9/11 - 10e anniversaire


Mathieu Bock-Côté, 24h, 14 septembre 2011, p.4
Après la chute du mur de Berlin, en 1989, qui marquait la fin de la Guerre froide, les sociétés occidentales se croyaient en route pour une longue paix, une très longue paix, seulement troublée par quelques conflits régionaux résiduels.
Le discours sur la mondialisation s’est imposé à partir de cette certitude. On croyait à la paix par le marché et la multiplication des échanges commerciaux. On croyait aussi que les cultures étaient vouées à se féconder mutuellement sans jamais s’entrechoquer.
Une civilisation planétaire était sur le point de naître. L’histoire violente était derrière nous. Le 11 septembre a sonné la fin des illusions. Il a marqué le retour de la violence sauvage dans les sociétés occidentales.
C’est la guerre qui est de retour. Avec un nouveau visage. Nous ne luttons plus contre un État mais contre une nébuleuse totalitaire. Personne ne sait vraiment comment gagner cette guerre. On se demande encore comment la mener.
C’est l’espoir d’une paix perpétuelle qui s’est perdu. Car la paix n’a rien à voir avec une chanson de John Lennon. La paix est certainement un idéal, mais il ne se suffit pas à lui-même. La paix est moins une affaire de morale que de politique.
En fait, la paix correspond moins à un « état d’esprit » qu’à la recherche d’équilibres complexes, difficiles à maintenir. Elle suppose le travail des services secrets, de la police, de l’armée. Le proverbe est désagréable sans être faux : si tu veux la paix, prépare la guerre. Mieux vaut être fort que faible pour ne pas être agressé.

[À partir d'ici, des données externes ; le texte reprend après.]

PR #6372, opened 2020-08-10
yaml support for train endpoint

wochinge:
**Proposed changes**:
- fix https://github.com/RasaHQ/rasa/issues/6354

**Status (please check what you already did)**:
- [x] added some tests for the functionality
- [ ] updated the documentation
- [ ] updated the changelog (please check [changelog](https://github.com/RasaHQ/rasa/tree/master/changelog) for instructions)
- [x] reformat files using `black` (please check [Readme](https://github.com/RasaHQ/rasa#code-style) for instructions)

Issue #6354, opened 2020-08-06
Fix `/train` endpoint (and potentially other server endpoints) for new data format


akelad:
With the switch to YAML for 2.0, we forgot to update the `/model/train` endpoint in the server to be able to handle that, and so the tests are failing/hanging in the PR #6352

It still writes the files to markdown files, that should be yaml now and also the concept of nlu vs stories files doesn't exist anymore: https://github.com/RasaHQ/rasa/blob/master/rasa/server.py#L746

I haven't checked if there's other endpoints that incorrectly handle that, so we may have to address that too

wochinge:
I'd add another key `rules` [here](https://github.com/RasaHQ/rasa/blob/5bc665140d7389a40f688446941b7c1b5e6ab93c/rasa/server.py#L776) and change everything to `yaml`. We can also check the the [header](https://developer.mozilla.org/en-US/docs/Web/HTTP/Headers/Content-Type) and change to `md` if it says markdown. If we decide to drop `md` support it's easy too remove (and not a lot of engineering overhead from our side now). 

@akelad You mentioned
> and yes we can probably change to yaml but also the concept of stories vs nlu files doesn’t exist anymore

Is the additional `rules` key solution fine? I wouldn't merge the `rules` and `stories` keys into a `core` key because they are still somewhat separated in yaml (`stories: ` vs `rules: `)

akelad:
@wochinge i would avoid using the term "core" - why can't we just pass it all into one `training_data_files` key for example?

akelad:
passing in `rules:` and `stories` doesn't make sense to me since you can have those in one file

wochinge:
> passing in rules: and stories doesn't make sense to me since you can have those in one file

True. I assumed that when using the API (especially from Rasa X), we'd have everything separate anyway. Putting all in one ( core (stories+rules), nlu, domain) makes more sense when thinking from a disk perspective 👍 

On the other hand: If you think of YAML as JSON then it's already separated by keys now. As our training data is YAML now it also makes sense to support it's JSON representation, no? 

In addition we shouldn't simply change the API endpoint without at least support the old separated way as deprecated option. How about doing both:
- Having everything as giant string in a `training_data` key (I slightly prefer that to `training_data_files`)
- Having everything split by `rules`, `stories` and so on (maybe print a deprecation warning then)

We can add support for full JSON payloads later.

akelad:
[...]

PR #8104, opened 2021-03-04
Check domain file does not include NLU keys

chdorner:
**Proposed changes**:
In Rasa X we currently don't consider any files in the `data/` directory to be potential domain files, because we currently only check that at least one of the allowed domain keys is in the file. It happens to be that the `responses` key is allowed in NLU files, which results in X thinking that an NLU file with responses is a domain file.
The proposed changes will in addition to look for allowed keys look for explicitly disallowed keys (i.e. `nlu`).

Also tagging @wochinge for review to put this change on the radar of the Enable squad.

As discussed in Slack, this should be released as a micro release as soon as its merged.

- ~~[ ] updated the documentation~~

### DIFF
--- a/rasa/shared/core/domain.py
+++ b/rasa/shared/core/domain.py
@@ -64,6 +64,12 @@ ALL_DOMAIN_KEYS = [
     KEY_E2E_ACTIONS,
 ]
 
+DISALLOWED_DOMAIN_KEYS = [
+    "nlu",
+    "stories",
+    "rules",
+]
+
 PREV_PREFIX = "prev_"
 
 # State is a dictionary with keys (USER, PREVIOUS_ACTION, SLOTS, ACTIVE_LOOP)
@@ -1588,6 +1594,9 @@ class Domain:
         try:
             content = rasa.shared.utils.io.read_yaml_file(filename)
         except (ValueError, YamlSyntaxException):
+            return False
+
+        if any(key in content for key in DISALLOWED_DOMAIN_KEYS):
             return False
 
         return any(key in content for key in ALL_DOMAIN_KEYS)
--- a/changelog/8104.improvement.md
+++ b/changelog/8104.improvement.md
@@ -1,0 +1,1 @@
+In addition to check for the existence of allowed keys when looking for valid domain files, check for absence of explicitly disallowed keys. 
--- a/tests/shared/core/test_domain.py
+++ b/tests/shared/core/test_domain.py
@@ -34,6 +34,7 @@ from rasa.shared.core.domain import (
     Domain,
     KEY_FORMS,
     KEY_E2E_ACTIONS,
+    DISALLOWED_DOMAIN_KEYS,
 )
 from rasa.shared.core.trackers import DialogueStateTracker
 from rasa.shared.core.events import ActionExecuted, SlotSet, UserUttered
@@ -1299,6 +1300,23 @@ def test_is_valid_domain_doesnt_raise_with_valid_domain(tmpdir: Path):
         domain_path,
     )
     assert Domain.is_domain_file(domain_path)
+
+
+@pytest.mark.parametrize("disallowed_key", DISALLOWED_DOMAIN_KEYS)
+def test_is_valid_domain_false_with_nlu_file(disallowed_key, tmpdir: Path):
+    domain_path = str(tmpdir / "domain.yml")
+    rasa.shared.utils.io.write_text_file(
+        f"""
+        responses:
+          utter_greet:
+            - text: hey there!
+        {disallowed_key}:
+          - intent: greet
+            examples: |
+              - hello""",
+        domain_path,
+    )
+    assert not Domain.is_domain_file(domain_path)
 
 
 def test_is_valid_domain_doesnt_raise_with_invalid_domain(tmpdir: Path):


rasa/shared/core/domain.py
```diff
@@ -1590,6 +1596,9 @@ def is_domain_file(filename: Text) -> bool:
         except (ValueError, YamlSyntaxException):
             return False
 
+        if any(key in content for key in DISALLOWED_DOMAIN_KEYS):
```
wochinge, line 1599: isn't this quite dangerous? What if want to put everything in one file, e.g. mix stories with the domain file? That should in my opinion still work.

chdorner: I was basing it off of the docs [here](https://rasa.com/docs/rasa/domain) where we have a full example of a domain file which doesn't include any of the ones that are not allowed in this PR.

chdorner: Assuming that the keys that are not listed on that page are generally not allowed in a domain file, is that assumption not correct?

wochinge: Afaik everything can be merged / split with the Rasa Open Source 2.0 YAML format as you want (cc @degiz ). For me the problem is how Rasa X handles these new yaml format capabilities and that we haven't resolved this properly. Not a huge fan of fixing things in Rasa Open Source for that.

degiz: > everything can be merged / split with the Rasa Open Source 2.0 YAML 

not really, domain still stays aside. The only thing from `domain` that's shared with `nlu` are the `responses`.

degiz: We clearly made this distinction, domain stays separate and **has** to be specified with a `-d` flag with all rasa cli related commands.

degiz: More generally, we have:
- training data files (nlu, stories, rules, responses)
- domain files
- configuration files (endpoints, config, credentials)

wochinge: > We clearly made this distinction

Thanks for clarifying 🤔 Did we write that down somewhere?

What about the server endpoints which accept YAML in Rasa? In that case all data is put in one big payload, no? Btw that was [my PR](https://github.com/RasaHQ/rasa/pull/6372/files) back then and some related discussion [here](https://github.com/RasaHQ/rasa/issues/6354#issuecomment-671328929) (Tom intervened to explicitly not split things 😄 ). 

If Rasa X can't deal with mixed files and Rasa Open Source currently can - shouldn't we rather add support for this to Rasa X then?

wochinge: Also in the [docs here](https://rasa.com/docs/rasa/chitchat-faqs#5-defining-the-responses) we explictly recommend putting responses in the domain file 😬

chdorner: > shouldn't we rather add support for this to Rasa X then?

That's the next step (see [this scope doc](https://www.notion.so/rasa/Rasa-X-dumping-mixed-training-files-d02e7973f88942ec912583f5bd1aa29a)).

But even if Rasa X is able to write mixed files, I don't think there's a way for Rasa X to distinguish between a domain file and an NLU file with responses at the moment, which means that such a file would show up on the domain screen.

wochinge: But shouldn't these responses show up in the domain screen? Just the other NLU stuff shouldn't show up, no?

chdorner: > But shouldn't these responses show up in the domain screen? Just the other NLU stuff shouldn't show up, no?

I guess that's another question. The responses from NLU files should show up in the Responses screen, not sure if I have an answer if they should show up in the domain screen.

chdorner: > Also in the docs here we explictly recommend putting responses in the domain file 😬

Another possible solution for this problem ultimately [this bug](https://github.com/RasaHQ/rasa-x/issues/4252) could also be to not allow responses in NLU files anymore.
I think what's missing at the moment is a clear direction of what kind of data is allowed in which files, or even a documented decision stating that a user can mix and match to their heart's content.

wochinge: > could also be to not allow responses in NLU files anymore.

This seems all a bit fragile to me to be honest. What is the current problem with files with `responses` being recognized as domain files? Is it because _1_ file is referenced by _two_ Rasa X entity objects which then override each other during the dump?

chdorner: I think we're honing in too fast on the "X overrides mixed data" problem, which in my opinion is a separate issue and wouldn't even solve [this bug](https://github.com/RasaHQ/rasa-x/issues/4252).

The more interesting issue to discuss about is rather that:
* X (currently) needs to differentiate between domain and NLU files (amongst others), and it needs to do that since we differentiate between a mix of files and object types in the UI
  *  i.e. Domain screen is for the domain file
  * Responses, "NLU data", Responses, etc. screens are around object types
* An NLU file that has `responses` should not be identified as a domain file

The overwriting of the file content is rather a symptom of the assumption that any file with at least one of the allowed domain file keys is in fact a domain file, which I think is an assumption that is worth challenging from a product perspective.

chdorner:
Closing this as we're going back to the drawing board when @TyDunn is back next week and look at it together with other issues around file handling.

Peut-on espérer plus ? Peut-être. À très long terme. Mais la violence n’est pas extérieure à la nature humaine. Cette disposition au conflit, elle s’exprime aussi par le commerce, les arts, le débat démocratique. On appelle cela le progrès de la civilisation. Mais jamais, la possibilité de la guerre ne pourra être complètement évacuée.

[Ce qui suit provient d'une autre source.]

Issue #8100, opened 2021-03-03
More Detailed Lock Store Log Messages


b-quachtran:
**Description of Problem**:

When Lock Store can acquire a lock, it shows a `Failed to acquire lock message` which could be indicative of a number of things (message still being processed or an actual error). 

**Overview of the Solution**:

It would be nice to add some more descriptions to this message, maybe something like "Failed to acquire lock because X message is currently being processed"

**Definition of Done**:
- [ ] Log messages updated for LockStore

PR #8105, opened 2021-03-04
improve Lockstore queuing log message

wochinge:
**Proposed changes**:
- fix https://github.com/RasaHQ/rasa/issues/8100

### DIFF
--- a/rasa/core/lock_store.py
+++ b/rasa/core/lock_store.py
@@ -123,9 +123,14 @@ class LockStore:
                 logger.debug(f"Acquired lock for conversation '{conversation_id}'.")
                 return lock
 
+            items_before_this = ticket - (lock.now_serving or 0)
+            title = "items" if items_before_this > 1 else "item"
+
             logger.debug(
-                f"Failed to acquire lock for conversation ID '{conversation_id}'. "
-                f"Retrying..."
+                f"Failed to acquire lock for conversation ID '{conversation_id}' "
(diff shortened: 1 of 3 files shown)


rasa/core/lock_store.py
```diff
@@ -123,9 +123,14 @@ async def _acquire_lock(
                 logger.debug(f"Acquired lock for conversation '{conversation_id}'.")
                 return lock
 
+            items_before_this = ticket - (lock.now_serving or 0)
+            title = "items" if items_before_this > 1 else "item"
```
joejuzl, line 127: We could use https://pypi.org/project/inflect/ ? 
I think I suggested it once before and was told it was overkill for one time, but have seen this kind of thing a lot in the code base since.

wochinge: What's your experience regarding the speed of it? Loading the `engine` everytime we log this debug message seems quite expensive. I agree with you in general but for `debug` log messages I'm not sure if it's the right thing. I'm even inclined to do something like `because {items_before_this} other item(s) for ....`

b-quachtran:
@wochinge Yep, will review today!

rasa/core/lock_store.py
wochinge: @joejuzl What do you think?

b-quachtran (approved):
🚀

Cela ne veut pas dire qu’il faut applaudir toutes les opérations militaires. Loin de là. La guerre d’Irak n’était certainement pas la bonne réponse au 11 septembre. Celle d’Afghanistan s’est embourbée au fil des années et doit se terminer.
Mais cela veut dire que la pédagogie pacifiste qu’on nous inflige n’a rien à voir avec le monde réel dans lequel nous vivons. C’est parce qu’elles sauront se réconcilier avec un sain réalisme que les sociétés occidentales pourront envisager une paix qui, à défaut d’être éternelle, sera durable.